*WHAT YOU SHOULD DO*.
Each line of the data that mentions the string "followed" needs to be identified and copied.

Stored items from a collection:

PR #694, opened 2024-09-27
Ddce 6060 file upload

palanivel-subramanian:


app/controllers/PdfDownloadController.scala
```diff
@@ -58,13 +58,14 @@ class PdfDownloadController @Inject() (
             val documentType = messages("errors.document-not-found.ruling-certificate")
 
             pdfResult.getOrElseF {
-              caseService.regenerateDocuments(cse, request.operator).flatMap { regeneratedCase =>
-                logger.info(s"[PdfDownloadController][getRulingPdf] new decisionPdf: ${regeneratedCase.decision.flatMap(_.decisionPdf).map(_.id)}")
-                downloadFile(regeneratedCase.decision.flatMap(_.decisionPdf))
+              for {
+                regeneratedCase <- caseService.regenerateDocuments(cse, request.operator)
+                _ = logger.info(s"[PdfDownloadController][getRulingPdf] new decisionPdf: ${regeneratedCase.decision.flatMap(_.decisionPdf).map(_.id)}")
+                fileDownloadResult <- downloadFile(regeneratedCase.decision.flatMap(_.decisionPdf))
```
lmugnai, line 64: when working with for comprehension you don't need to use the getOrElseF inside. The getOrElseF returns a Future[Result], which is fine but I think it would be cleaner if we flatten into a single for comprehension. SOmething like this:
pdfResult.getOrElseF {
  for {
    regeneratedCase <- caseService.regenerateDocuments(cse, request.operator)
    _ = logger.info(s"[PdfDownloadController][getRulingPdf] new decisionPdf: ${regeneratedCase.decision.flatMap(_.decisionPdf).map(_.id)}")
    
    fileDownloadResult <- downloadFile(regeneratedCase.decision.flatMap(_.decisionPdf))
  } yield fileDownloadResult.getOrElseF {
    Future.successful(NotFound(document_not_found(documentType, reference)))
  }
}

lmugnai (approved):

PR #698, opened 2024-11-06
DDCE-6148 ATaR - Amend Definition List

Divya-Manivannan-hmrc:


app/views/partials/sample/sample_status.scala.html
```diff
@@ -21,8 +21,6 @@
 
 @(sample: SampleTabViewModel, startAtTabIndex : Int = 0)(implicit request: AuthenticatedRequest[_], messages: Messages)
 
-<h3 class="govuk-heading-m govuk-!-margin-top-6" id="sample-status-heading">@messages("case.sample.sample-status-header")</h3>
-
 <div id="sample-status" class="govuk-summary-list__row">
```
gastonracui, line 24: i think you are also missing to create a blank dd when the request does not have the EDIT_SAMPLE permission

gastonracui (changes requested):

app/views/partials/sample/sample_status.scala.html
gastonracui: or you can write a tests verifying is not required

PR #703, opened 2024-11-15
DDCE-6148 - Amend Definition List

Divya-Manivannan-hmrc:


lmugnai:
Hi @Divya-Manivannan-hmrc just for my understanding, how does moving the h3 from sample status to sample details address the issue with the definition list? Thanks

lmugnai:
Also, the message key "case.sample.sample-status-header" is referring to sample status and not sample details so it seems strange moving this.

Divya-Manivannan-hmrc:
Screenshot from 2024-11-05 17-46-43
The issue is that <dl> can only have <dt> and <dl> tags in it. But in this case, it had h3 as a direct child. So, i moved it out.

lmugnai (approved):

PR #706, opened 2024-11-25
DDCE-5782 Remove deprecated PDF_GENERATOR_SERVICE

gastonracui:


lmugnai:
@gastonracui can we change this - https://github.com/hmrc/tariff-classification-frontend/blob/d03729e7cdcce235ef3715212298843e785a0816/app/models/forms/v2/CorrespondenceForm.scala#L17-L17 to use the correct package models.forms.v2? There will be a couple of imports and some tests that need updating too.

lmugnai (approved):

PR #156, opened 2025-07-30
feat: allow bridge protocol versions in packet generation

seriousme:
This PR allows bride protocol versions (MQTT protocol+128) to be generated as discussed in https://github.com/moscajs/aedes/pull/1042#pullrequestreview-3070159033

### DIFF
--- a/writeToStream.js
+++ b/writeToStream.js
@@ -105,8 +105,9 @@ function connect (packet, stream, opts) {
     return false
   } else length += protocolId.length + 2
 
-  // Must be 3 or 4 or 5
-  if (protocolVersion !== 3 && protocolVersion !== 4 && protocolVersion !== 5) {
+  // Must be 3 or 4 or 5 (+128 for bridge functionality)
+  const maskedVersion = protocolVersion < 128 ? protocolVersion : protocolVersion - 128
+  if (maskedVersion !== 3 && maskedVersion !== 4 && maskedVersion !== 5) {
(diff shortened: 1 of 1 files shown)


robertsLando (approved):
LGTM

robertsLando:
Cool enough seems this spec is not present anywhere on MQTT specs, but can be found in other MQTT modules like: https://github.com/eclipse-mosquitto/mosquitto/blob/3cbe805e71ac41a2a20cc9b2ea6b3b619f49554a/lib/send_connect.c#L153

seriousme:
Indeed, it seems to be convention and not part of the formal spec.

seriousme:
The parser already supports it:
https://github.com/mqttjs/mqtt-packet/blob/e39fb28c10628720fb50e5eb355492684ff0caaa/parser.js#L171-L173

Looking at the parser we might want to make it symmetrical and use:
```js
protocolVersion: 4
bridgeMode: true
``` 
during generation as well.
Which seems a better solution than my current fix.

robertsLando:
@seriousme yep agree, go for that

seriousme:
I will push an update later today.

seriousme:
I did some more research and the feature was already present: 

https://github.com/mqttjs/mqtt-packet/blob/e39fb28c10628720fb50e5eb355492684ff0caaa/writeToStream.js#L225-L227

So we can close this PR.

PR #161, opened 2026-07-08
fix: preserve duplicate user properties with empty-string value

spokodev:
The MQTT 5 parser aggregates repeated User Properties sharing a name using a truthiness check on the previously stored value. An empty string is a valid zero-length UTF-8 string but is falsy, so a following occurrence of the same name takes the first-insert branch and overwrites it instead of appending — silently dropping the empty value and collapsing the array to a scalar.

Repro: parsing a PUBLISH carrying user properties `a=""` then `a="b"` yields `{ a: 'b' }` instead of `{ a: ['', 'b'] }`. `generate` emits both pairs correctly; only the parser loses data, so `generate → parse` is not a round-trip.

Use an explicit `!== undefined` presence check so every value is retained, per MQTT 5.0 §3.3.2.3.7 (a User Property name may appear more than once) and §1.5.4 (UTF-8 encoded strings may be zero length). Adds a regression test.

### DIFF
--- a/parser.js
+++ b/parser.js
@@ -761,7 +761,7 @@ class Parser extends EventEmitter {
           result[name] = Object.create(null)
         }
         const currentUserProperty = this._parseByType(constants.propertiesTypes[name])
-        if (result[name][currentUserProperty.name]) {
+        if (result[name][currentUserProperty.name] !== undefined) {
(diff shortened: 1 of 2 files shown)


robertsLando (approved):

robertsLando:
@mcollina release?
* * *
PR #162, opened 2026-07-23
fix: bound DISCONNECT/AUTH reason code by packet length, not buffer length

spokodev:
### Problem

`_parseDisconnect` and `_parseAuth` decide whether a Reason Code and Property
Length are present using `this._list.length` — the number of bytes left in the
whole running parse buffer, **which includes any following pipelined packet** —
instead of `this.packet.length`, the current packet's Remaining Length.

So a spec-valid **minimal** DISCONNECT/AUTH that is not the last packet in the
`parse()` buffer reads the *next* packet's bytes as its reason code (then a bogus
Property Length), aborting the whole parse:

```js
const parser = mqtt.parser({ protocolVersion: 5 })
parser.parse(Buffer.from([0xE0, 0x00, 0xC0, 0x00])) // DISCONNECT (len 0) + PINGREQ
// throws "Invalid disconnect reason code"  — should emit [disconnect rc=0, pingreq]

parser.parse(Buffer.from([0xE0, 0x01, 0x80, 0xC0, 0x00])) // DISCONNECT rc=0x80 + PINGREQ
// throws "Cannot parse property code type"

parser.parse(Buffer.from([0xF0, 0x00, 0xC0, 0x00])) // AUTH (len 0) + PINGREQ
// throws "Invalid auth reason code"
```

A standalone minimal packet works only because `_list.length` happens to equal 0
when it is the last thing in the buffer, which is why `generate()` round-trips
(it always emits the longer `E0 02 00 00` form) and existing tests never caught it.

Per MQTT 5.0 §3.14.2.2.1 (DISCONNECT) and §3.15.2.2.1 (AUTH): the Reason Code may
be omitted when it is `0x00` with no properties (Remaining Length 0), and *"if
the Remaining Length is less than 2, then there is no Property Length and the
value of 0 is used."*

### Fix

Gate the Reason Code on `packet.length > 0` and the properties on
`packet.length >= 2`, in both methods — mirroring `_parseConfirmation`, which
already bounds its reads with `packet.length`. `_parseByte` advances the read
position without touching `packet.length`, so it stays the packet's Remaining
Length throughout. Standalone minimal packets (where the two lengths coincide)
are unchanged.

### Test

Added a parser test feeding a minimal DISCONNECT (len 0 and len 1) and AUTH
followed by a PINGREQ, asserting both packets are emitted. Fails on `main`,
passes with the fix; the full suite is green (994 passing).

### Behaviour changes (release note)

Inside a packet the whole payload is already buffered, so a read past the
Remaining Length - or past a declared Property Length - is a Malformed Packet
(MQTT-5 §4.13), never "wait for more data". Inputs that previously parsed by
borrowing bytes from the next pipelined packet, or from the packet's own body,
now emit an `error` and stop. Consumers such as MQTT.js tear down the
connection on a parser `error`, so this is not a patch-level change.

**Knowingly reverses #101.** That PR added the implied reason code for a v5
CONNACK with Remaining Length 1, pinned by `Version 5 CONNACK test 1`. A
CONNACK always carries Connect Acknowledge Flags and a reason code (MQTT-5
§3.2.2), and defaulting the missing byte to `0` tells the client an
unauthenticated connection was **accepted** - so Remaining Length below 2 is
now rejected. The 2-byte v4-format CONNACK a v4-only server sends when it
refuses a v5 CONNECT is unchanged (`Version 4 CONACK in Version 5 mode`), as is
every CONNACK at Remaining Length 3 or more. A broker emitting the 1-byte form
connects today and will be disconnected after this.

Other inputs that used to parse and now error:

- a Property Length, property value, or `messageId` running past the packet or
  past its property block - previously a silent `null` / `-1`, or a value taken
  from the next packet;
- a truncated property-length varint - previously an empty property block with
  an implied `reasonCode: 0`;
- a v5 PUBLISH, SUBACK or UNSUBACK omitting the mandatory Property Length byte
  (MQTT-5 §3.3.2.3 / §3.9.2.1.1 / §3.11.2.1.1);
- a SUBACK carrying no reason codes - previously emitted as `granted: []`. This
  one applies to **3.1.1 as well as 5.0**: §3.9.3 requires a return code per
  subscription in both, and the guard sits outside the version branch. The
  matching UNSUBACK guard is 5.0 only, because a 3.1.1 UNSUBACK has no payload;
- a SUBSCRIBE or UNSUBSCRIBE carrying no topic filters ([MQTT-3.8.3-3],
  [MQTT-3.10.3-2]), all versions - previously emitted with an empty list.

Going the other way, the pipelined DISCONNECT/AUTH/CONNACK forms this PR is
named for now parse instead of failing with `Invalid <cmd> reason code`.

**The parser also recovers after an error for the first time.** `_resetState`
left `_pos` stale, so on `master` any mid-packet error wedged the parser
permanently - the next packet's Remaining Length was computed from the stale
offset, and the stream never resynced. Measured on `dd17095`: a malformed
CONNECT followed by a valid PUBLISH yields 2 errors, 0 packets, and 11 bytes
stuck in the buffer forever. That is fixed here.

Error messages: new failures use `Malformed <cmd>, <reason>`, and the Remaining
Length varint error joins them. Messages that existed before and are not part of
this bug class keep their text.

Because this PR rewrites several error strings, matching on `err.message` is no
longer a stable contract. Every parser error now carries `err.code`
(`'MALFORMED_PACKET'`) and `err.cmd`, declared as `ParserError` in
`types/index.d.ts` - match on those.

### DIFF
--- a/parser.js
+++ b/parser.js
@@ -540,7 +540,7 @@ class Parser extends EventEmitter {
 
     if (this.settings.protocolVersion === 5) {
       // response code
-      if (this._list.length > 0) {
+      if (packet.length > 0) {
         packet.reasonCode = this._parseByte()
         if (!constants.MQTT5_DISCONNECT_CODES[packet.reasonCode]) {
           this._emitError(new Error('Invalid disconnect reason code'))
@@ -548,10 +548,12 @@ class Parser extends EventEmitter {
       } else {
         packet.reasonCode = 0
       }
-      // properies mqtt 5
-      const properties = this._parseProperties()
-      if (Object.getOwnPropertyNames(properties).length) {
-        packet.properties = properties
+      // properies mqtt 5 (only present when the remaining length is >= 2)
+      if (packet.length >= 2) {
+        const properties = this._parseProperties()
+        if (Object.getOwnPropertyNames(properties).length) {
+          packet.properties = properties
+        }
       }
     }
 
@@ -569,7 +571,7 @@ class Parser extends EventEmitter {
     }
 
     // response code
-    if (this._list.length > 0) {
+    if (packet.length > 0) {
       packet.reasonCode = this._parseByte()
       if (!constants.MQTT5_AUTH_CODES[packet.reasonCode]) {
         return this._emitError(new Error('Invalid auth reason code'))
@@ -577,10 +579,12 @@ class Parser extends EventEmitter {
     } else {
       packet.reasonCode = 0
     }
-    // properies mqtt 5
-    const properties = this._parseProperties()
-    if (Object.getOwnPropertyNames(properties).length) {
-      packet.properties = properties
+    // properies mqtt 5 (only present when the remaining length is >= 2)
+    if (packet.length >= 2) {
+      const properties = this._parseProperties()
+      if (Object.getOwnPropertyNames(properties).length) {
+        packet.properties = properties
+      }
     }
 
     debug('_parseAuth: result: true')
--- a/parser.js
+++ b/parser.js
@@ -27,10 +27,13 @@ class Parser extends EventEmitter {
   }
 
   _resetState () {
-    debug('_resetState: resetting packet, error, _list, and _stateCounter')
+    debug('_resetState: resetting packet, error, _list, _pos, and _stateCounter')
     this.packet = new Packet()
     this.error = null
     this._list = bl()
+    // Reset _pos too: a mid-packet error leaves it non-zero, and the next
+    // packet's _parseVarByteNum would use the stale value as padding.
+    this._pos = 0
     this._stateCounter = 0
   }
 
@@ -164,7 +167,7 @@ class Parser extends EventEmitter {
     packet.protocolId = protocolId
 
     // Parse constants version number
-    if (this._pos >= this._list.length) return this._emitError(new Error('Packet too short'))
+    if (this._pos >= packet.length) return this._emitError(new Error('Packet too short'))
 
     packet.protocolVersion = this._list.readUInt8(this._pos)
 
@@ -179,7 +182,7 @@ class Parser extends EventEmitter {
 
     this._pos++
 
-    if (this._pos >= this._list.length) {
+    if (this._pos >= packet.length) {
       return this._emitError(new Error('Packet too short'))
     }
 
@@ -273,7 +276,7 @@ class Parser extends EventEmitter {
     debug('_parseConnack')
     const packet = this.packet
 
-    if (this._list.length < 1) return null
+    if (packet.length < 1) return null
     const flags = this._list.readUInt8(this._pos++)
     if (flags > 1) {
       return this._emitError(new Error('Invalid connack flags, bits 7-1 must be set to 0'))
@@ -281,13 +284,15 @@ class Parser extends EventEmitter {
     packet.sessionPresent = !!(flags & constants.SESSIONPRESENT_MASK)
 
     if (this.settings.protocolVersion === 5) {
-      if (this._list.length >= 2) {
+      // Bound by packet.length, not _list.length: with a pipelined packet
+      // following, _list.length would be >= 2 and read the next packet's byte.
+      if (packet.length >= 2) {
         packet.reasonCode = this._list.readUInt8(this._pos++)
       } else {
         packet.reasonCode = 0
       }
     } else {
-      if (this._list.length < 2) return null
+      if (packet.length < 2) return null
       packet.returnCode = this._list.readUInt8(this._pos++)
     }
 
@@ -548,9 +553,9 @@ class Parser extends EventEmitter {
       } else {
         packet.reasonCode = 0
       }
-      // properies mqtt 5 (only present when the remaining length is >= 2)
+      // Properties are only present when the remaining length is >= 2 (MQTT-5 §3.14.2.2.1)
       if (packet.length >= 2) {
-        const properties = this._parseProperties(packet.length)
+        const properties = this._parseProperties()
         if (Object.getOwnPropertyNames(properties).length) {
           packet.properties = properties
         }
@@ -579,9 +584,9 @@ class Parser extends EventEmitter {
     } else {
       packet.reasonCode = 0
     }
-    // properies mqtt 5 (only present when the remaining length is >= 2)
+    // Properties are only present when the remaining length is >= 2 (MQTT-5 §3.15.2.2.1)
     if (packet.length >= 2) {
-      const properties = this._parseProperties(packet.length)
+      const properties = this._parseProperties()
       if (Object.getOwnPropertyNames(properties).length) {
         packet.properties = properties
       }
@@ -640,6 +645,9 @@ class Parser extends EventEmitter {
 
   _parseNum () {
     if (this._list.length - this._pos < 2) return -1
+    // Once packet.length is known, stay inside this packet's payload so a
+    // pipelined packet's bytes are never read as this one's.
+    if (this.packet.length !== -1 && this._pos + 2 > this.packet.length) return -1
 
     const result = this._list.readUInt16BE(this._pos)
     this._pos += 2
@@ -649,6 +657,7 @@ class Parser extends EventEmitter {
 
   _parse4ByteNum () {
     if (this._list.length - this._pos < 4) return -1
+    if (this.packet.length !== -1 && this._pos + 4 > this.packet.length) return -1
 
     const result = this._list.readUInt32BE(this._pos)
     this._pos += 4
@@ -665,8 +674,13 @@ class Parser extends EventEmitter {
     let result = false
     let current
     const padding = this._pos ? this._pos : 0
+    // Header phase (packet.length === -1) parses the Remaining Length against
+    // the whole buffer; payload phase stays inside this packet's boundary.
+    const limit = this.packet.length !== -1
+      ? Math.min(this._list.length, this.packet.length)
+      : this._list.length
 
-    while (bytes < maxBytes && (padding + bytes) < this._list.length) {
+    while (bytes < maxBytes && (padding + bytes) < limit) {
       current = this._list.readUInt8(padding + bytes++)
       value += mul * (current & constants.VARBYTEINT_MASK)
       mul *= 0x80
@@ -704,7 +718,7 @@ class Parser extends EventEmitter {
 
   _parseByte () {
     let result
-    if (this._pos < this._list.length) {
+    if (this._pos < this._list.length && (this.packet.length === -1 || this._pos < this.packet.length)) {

*ANSWER TO THE EXERCISE*.
followed by a PINGREQ, asserting both packets are emitted. Fails on `main`,
CONNECT followed by a valid PUBLISH yields 2 errors, 0 packets, and 11 bytes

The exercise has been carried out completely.